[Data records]
━━━━━━━━━━━━━━━━━━━━
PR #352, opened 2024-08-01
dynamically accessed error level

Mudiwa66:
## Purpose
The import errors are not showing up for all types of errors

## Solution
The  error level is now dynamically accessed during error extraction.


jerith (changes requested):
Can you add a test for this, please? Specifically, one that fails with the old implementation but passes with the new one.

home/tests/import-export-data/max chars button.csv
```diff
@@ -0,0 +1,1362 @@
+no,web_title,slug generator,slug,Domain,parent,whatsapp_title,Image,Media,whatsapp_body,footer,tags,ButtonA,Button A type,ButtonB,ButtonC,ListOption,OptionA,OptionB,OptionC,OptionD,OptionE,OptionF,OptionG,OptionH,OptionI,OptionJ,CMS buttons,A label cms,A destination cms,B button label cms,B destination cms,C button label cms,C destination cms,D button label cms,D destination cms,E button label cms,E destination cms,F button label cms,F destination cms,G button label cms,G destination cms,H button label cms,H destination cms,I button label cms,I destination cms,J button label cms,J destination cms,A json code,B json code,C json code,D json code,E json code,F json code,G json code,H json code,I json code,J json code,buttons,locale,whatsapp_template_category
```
━━━━━━━━━━━━━━━━━━━━
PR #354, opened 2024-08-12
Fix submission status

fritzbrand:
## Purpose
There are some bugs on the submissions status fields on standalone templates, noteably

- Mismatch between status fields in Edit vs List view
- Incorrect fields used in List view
━━━━━━━━━━━━━━━━━━━━
> Work instructions
Wherever the string "status" appears in the entries, copy that line.

> Response below
Fix submission status
There are some bugs on the submissions status fields on standalone templates, noteably
- Mismatch between status fields in Edit vs List view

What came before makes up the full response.